Supplied material
+ + + + + + +
Issue #1658, opened 2015-11-05
dokku certs:add only supports tarball


hhff:
`root@server:~# dokku certs:add production server.crt server.key`

outputs:

`Tar archive containing server.crt and server.key expected on stdin`

It should take those files separately, right?

josegonzalez:
Interesting. Are the `server.crt` and `server.key` in the directory where you ran that command?

hhff:
Yessir - but in my case they're actually named `example_com.crt` `example_com.key`

u2mejc:
ok to close?

hhff:
thanks dudes!

PR #1667, opened 2015-11-07
Fix dokku certs:add file input bug

u2mejc:
- fixes issue #1658
- add better output for argument files missing
- don't delete (move) the certs passed in

### DIFF
--- a/plugins/certs/commands
+++ b/plugins/certs/commands
@@ -11,11 +11,17 @@ is_tar_import() {
 }
 
 is_file_import() {
-  local CRT_FILE="$3"
-  local KEY_FILE="$4"
+  local CRT_FILE="$1"
+  local KEY_FILE="$2"
 
-  if [[ -f $CRT_FILE ]] && [[ -f $KEY_FILE ]]; then
-    return 0
+  if [[ $CRT_FILE ]] && [[ $KEY_FILE ]]; then
+    if [[ ! -f $CRT_FILE ]]; then
+      dokku_log_fail "CRT file specified not found, please check file paths"
+    elif [[ ! -f $KEY_FILE ]]; then
+      dokku_log_fail "KEY file specified not found, please check file paths"
+    else
+      return 0
+    fi
   fi
 
   return 1
@@ -55,8 +61,8 @@ certs_set() {
   fi
 
   mkdir -p "$DOKKU_ROOT/$APP/tls"
-  mv "$CRT_FILE" "$DOKKU_ROOT/$APP/tls/server.crt"
-  mv "$KEY_FILE" "$DOKKU_ROOT/$APP/tls/server.key"
+  cp "$CRT_FILE" "$DOKKU_ROOT/$APP/tls/server.crt"
+  cp "$KEY_FILE" "$DOKKU_ROOT/$APP/tls/server.key"
   cd $DOKKU_ROOT
   rm -rf $TEMP_DIR
   nginx_build_config $APP


plugins/certs/commands
```diff
@@ -55,8 +61,8 @@ certs_set() {
   fi
 
   mkdir -p "$DOKKU_ROOT/$APP/tls"
-  mv "$CRT_FILE" "$DOKKU_ROOT/$APP/tls/server.crt"
-  mv "$KEY_FILE" "$DOKKU_ROOT/$APP/tls/server.key"
+  cp "$CRT_FILE" "$DOKKU_ROOT/$APP/tls/server.crt"
+  cp "$KEY_FILE" "$DOKKU_ROOT/$APP/tls/server.key"
```
michaelshobbs: i suppose it doesn't matter as `$TEMP_DIR` get removed but why change to `cp`?

michaelshobbs:
I'm not certain this fixes #1658. This plugin could definitely use some tests anyway, though. Care to take a stab at that and include the case from #1658? You can use the test certs in `tests/server_ssl*.tar`.

plugins/certs/commands
u2mejc: @michaelshobbs no you tell me, why you delete my certs bro? That was my only copy!!! :wink:

michaelshobbs:
The way I read it, we are working in a temp folder and not on the input. Maybe I misread it?

u2mejc:
ah sorry I understand your confusion now, github isn't showing you the whole file. The temp dir is for the tar file and unrelated to passing in file arguments from the command line. 

Here's an example:
dokku certs:add ruby-sample /home/myuser/server.crt /home/myuser/server.key
CRT_FILE=$3 

If you *mv* $CRT_FILE, your literally deleting the user's /home/myuser/server.crt. The verbiage add doesn't imply delete to the user and I can't think of a single program I would expect to delete my key and force me to retrieve a new copy from the CA. Does heroku delete the keys from your laptop when it copies to the server? I can see where that might be confusing.

michaelshobbs:
No I think the Heroku client just copies them up to the paas. I figured I just misread it. Still would be great to get at least one test written for each input type. i.e. file and tarball. 

Care to take a stab at that?

u2mejc:
It's 5:59 on friday, happy to! :+1:

michaelshobbs:
I definitely did not mean right this moment sir. 😄️

hhff:
thanks duuuuuudes

josegonzalez:
@u2mejc *bump* I also don't see how it solves the bug.

u2mejc:
Bummer, @michaelshobbs @josegonzalez when you cloned and tested it, what was the results of your tests?

josegonzalez:
I didn't try it, I'm just saying it doesn't *look* like it does.

plugins/certs/commands
```diff
@@ -11,11 +11,17 @@ is_tar_import() {
 }
 
 is_file_import() {
-  local CRT_FILE="$3"
-  local KEY_FILE="$4"
-
-  if [[ -f $CRT_FILE ]] && [[ -f $KEY_FILE ]]; then
-    return 0
+  local CRT_FILE="$1"
+  local KEY_FILE="$2"
```
michaelshobbs: i see the fix now!!!

michaelshobbs:
@josegonzalez no tests!! why u merge bro!? :smile:

u2mejc:
Sorry I didn't have a chance to respond sooner! I'll work on tests and submit a separate PR.

josegonzalez:
@michaelshobbs I'm too trigger happy, sorry :(

josegonzalez:
I saw you say you understood it so I was like LG2ME

michaelshobbs:
I was just so excited I finally saw the feex 😜️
+ + + + + + +
What you should do
From the listing above, copy every line that holds the string "this".

Exercise answer
I'm not certain this fixes #1658. This plugin could definitely use some tests anyway, though. Care to take a stab at that and include the case from #1658? You can use the test certs in `tests/server_ssl*.tar`.
I definitely did not mean right this moment sir. 😄️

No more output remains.